В застолье шумный, дядя Сережа орет, требуя любимую песню, а через пять лет он будет умирать от рака, и тогда долгое родственное застолье (и это хмельное философствование старика бухгалтера насчет обезьяна) аукнется в нем странным образом. Дядя Сережа, умирающий, позовет жену. Позовет и детей. И тоже спросит:

— Неужели и я не останусь в вашей памяти — неужели забудете?

Он скупо заплачет. Он будет знать, что умирает. Он подзовет ближе жену, которую бил и мучал и которая дважды пыталась повеситься, и тихо — отдельно уже от детей, — горестно ее спросит:

— Неужели я не останусь в твоей памяти, Нина?

И умрет. И — не останется в памяти. Потому что Нина забудет его зло, и его дерганье, и перекосы. И будет вспоминать и печалиться как бы совсем по другому человеку, хотя и с той же фамилией, с тем же именем, с тем же отчеством. Вспоминая, тетка Нина будет вздыхать: «Да-а. Был у меня муж, умер уже. Хороший был. Ласковый...»

А вот и раскат: то особенное и пугающее нарастание звуков, когда легкие захватывают воздух чрезмерно, чтобы как по ступеням возносить к небу свой звуковой напор: и — бес-пре-рыв-но — гром — гре-ме... На верхах поющие выкладываются, отдавая уже и последнее. Запас воздуха на исходе. Глаза ищут точку, чтобы опереться, после чего возникает предельное напряжение: гре-ме-е-е-э-э-эл... — и вот звуки мощно выносятся за предел, а на лицах появляется разрешающая (исчерпывающая миг) улыбка, удовлетворенье, радость: можем, ай да мы, вот они мы. Женская втора взлетает теперь, как бы забегая вперед, и справа и слева, но не обгоняя. Огромные поля и пространства сливаются в точку. Это мы. И пусть нас забудут. Пусть совсем нас забудут. Это мы, пока мы живые. Неужели забудут?.. Песня сходит на нет. И звучит последнее, значительное, как сами пространства:

И пала, грозная в боях,

Не обнажив мечей, дружина-а-а...

На день четвертый спад: все они валяются в лежку, вялые, похмельные, лежат там и здесь вповал... Встанут, хлебнут, похрустят полумертвым огурцом, скрипнут зубами, покурят — и заново в лежку. А какие ж прекрасные были три дня! Как садились за стол, как кричали, как родственно-неродственно целовались и как пели.

6

Если копать еще — мне одиннадцать лет; время голодное, а лето суетное, и матери в связи с обстоятельствами надо было куда-либо меня приткнуть, но куда?

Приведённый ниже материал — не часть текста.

Issue #8391, opened 2024-07-08
Replace `unseenPosts` from user object in `/status` response to return `hasNewContent` booleans for communities that user has joined


mzparacha:
### Description

Followup from https://github.com/hicommonwealth/commonwealth/pull/8312, The `/status` API gives a user object in response when the user is logged in, and this object contains info on `unseenPosts` of communities that user has joined.

We only use this to display a `New` tag on trending community cards and the other `unseenPosts` response is unused. It can be cleaned up to only return booleans i.e `hasNewPost` for communities that user has joined.

PR #8628, opened 2024-07-26
Removed `unseenPosts` reference from frontend

mzparacha:
## Link to Issue
Closes: https://github.com/hicommonwealth/commonwealth/issues/8391

## Description of Changes
- Removed `unseenPosts` references in frontend in favor of `hasNewContent` booleans per community
- Simplified API logic for calculating ids of user-joined communities having new content - this now happens via the new query logic -> `GetNewContent.query.ts`
- Optimized the original query that calculated user-joined community ids having new content
- Added tests for `GetNewContent.query.ts`

## "How We Fixed It"
N/A

## Test Plan
- Login with account 1, and join any community
- Logout and login with account 2 and make a thread/comment in that same community
- Logout and login with account 1 and on home page notice you see that community in the trending list with a `new` tag. 

## Deployment Plan
N/A

## Other Considerations
The backend logic for `unseenPosts` (now `joinedCommunityIdsWithNewContent`) is only simplified, it still uses the same algo to detect new content per community.


packages/commonwealth/server/routes/status.ts
```diff
@@ -102,156 +102,52 @@ export const getUserStatus = async (models: DB, user: UserInstance) => {
...
-
-  // same principal as the loop above but for comments instead of threads
-  for (let i = 0; i < communityActivity.length; i++) {
-    const name = communityActivity[i][0];
-    const date = communityActivity[i][1];
-
-    if (!date) {
-      unseenPosts[name] = {};
+  // get ids of user-joined coommunities which have new content after user's last_active date per addresses
+  const joinedCommunityIdsWithNewContent: string[] = [];
```
Rotorsoft, line 110: We should avoid loops with internal queries when possible. Looks like the intent of the query is to find recent content (threads or comments after a given date) for a given number of addresses linked to communities. 

You can try to put this query behind the new framework and optimize the execution plan... see examples in `/libs/mode/src/community/GetMembers.querry.ts` and `/libs/model/src/feed/GetUserActivity.query.ts`.

Following the new convention, something like `/libs/model/src/feed/GetNewContent.query.ts` ... you can name the file/query in a way that clearly describes the intent. This way we can expose it as a public GET endpoint (API) with tRPC.

In case we don't need this to be public, you can still encapsulate the query behind a function following a repository pattern. Let me know if you need help with this and we can assist.

timolegros: +1 - we should encapsulate this logic in a new query and write some load tests for it as I suspect it could grow increasingly expensive as the number of communities the user has joined grows.

Also, from what I've seen from @jessmart1213 designs for the sidebar we will eventually have counts for each community indicating new content so having a separate query should make this update easier in the future
e.g.
Screenshot from 2024-07-29 16-34-53

timolegros (changes requested):

libs/model/test/user/new-content-lifecycle.spec.ts
```diff
@@ -0,0 +1,63 @@
...
+    // TODO: ask @Roger - CreateThread() command doesnt actually create a thread, should we still
+    // test this or whats the preferred alternative way to create a test thread here?
+    await command(CreateThread(), { actor: actor2, payload: {}, id: `1` }); // TODO: update payload/id
+
+    const results = await query(GetNewContent(), {
+      actor: actor1,
+      payload: {},
+    });
+    expect(results?.joinedCommunityIdsWithNewContent.length).to.be.equal(0); // TODO: the actual expected length is 1 here
+  });
```
mzparacha, line 62: plz lmk whats preferred here @Rotorsoft / @timolegros

packages/commonwealth/server/routes/status.ts
mzparacha: Not sure if i did [GetNewContent.query.ts](https://github.com/hicommonwealth/commonwealth/pull/8628/files#diff-bdbdbc1f810ed24c8f8e390f8ba3eef3d454f8fc374bc04386970b740162b8f1) correctly, plz lmk if any issues

libs/model/src/user/GetNewContent.query.ts
```diff
@@ -0,0 +1,74 @@
...
+      const addresses = await models.Address.findAll({
+        where: {
+          user_id: actor.user.id!,
+          verified: { [Op.not]: null },
+          last_active: { [Op.not]: null },
+        },
+      });
+
+      // find if there is new content for each community per user address
+      for (let i = 0; i < addresses.length; i++) {
```
Rotorsoft, line 23: The new query looks good, but I think you can optimize the internal SQL by joining to community/addresses instead of looping

libs/model/test/user/new-content-lifecycle.spec.ts
Rotorsoft: Yes, CreateThread() is just a dummy command, waiting for @rbennettcw to refactor ... in the meantime you can seed("Thread") with the same data

packages/commonwealth/server/api/user.ts
```diff
@@ -3,4 +3,5 @@ import { User } from '@hicommonwealth/model';
 
 export const trpcRouter = trpc.router({
   updateUser: trpc.command(User.UpdateUser, trpc.Tag.User),
+  getCommunitiesWithNewContent: trpc.query(User.GetNewContent),
```
Rotorsoft, line 6: We are trying to use the same name, in this case if the endpoint is `getCommunitiesWithNewContent`, the query should be named accordingly - `GetCommunitiesWithNewContent`

mzparacha: didn't knew, thanks, will update tomorrow.

libs/model/src/user/GetNewContent.query.ts
mzparacha: mb, you also mentioned this before but I missed this, will update tomorrow first thing

mzparacha: done https://github.com/hicommonwealth/commonwealth/pull/8628/commits/ee174ab93113be46edcb5f099f991518536e0688, plz lmk if any issues

packages/commonwealth/client/scripts/views/pages/user_dashboard/TrendingCommunitiesPreview/TrendingCommunitiesPreview.tsx
```diff
@@ -1,15 +1,23 @@
...
 import { CWText } from '../../../components/component_kit/cw_text';
 import { CommunityPreviewCard } from './CommunityPreviewCard';
 import './TrendingCommunitiesPreview.scss';
 
 export const TrendingCommunitiesPreview = () => {
   const navigate = useCommonNavigate();
-  const user = useUserStore();
+  const { isLoggedIn } = useUserLoggedIn();
+
+  const { data } = trpc.user.getNewContent.useQuery(
```
masvelio, line 15: we should use hook for this instead of calling trpc directly

libs/model/src/user/GetNewContent.query.ts
```diff
@@ -0,0 +1,74 @@
...
+    ...schemas.GetNewContent,
+    auth: [],
+    body: async ({ actor }) => {
+      const joinedCommunityIdsWithNewContent: string[] = [];
+
+      // get ids of communities where user has membership and that community got new threads/comments
+      // since user's last active session per address (the address that user used to join that community)
+      const response = await sequelize.query<{ community_id: string }>(
+        `
+          WITH CommunityContent AS (
```
Rotorsoft, line 17: You can probably optimize this query a little bit more, basically removing the subqueries and CTE... something like: (just make sure this is equivalent pls)

```
 
  SELECT 
    a.community_id
  FROM 
    "Addresses" a
    LEFT JOIN "Threads" t  ON t.community_id = a.community_id 
      AND t.created_at > a.last_active 
      AND t.deleted_at IS NULL
    LEFT JOIN "Comments" c  ON c.community_id = a.community_id 
      AND c.created_at > a.last_active 
      AND c.deleted_at IS NULL
  WHERE 
    a.verified IS NOT NULL 
    AND a.last_active IS NOT NULL 
    AND a.user_id = 131317
  GROUP BY 
    a.community_id
 HAVING  COUNT(t.id) + COUNT(c.id) > 0;
```

Rotorsoft (approved):
LGTM ... once query plan is attached

masvelio (approved):

jnaviask:
@mzparacha let's fix these merge conflicts then get this in

mzparacha:
> LGTM ... once query plan is attached

I am blocked on another pr that needs these changes, created a follow-up ticket to create the query plan https://github.com/hicommonwealth/commonwealth/issues/8910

Помыкавшись, мать отправила уравновешенного мальчика в пансионат слепых, где заведовал и тихо правил полуслепой и дальний наш родич. Конечно, я был там незаконно. И целое лето объедал слепых. Там же томилась одна бедная девочка и тоже, вероятно, их объедала: нас только и было двое детей, вялых, с ссохшимися желудками, и, может быть, мы вмешивались в их котел не так уж ощутимо. Тем более что меж нами — меж нею и мной — почти мгновенно возникла детская любовь, отчего мы почти не ели.

Слепые (их собрали со всего района, а возможно, области) находились именно на той стороне реки, хотя и несколько ниже того места, где Пекалов вышел с подкопом. Река осталась рекой, и два слепца, выбравшиеся когда-то через подкоп первыми и попавшие в топи, погибли где-то здесь, неподалеку; и, во всяком случае, за долгую ночь они вполне могли добраться, сместиться по берегу как раз сюда, погибая и клича на помощь.

День девочка и я проводили у реки, плавая, гуляя в лесу, а даже и ссорясь, потому что Сашенька, так ее звали, не утаила, что в прошлом году у нее уже была любовь: ее одноклассник Толя. Одиннадцатилетний мальчишка, я лишь благородно вздыхал: «Понимаю: у вас это серьезно...» — но вскоре я очень переменился; я уже не был столь благороден, и едва выяснилось, что мы с Сашенькой тоже любим друг друга и что у нас тоже серьезно, стал ревновать к ее прошлому, недостойно выпытывая подробности или же вспыльчиво говоря: «Ну и катись к нему!..»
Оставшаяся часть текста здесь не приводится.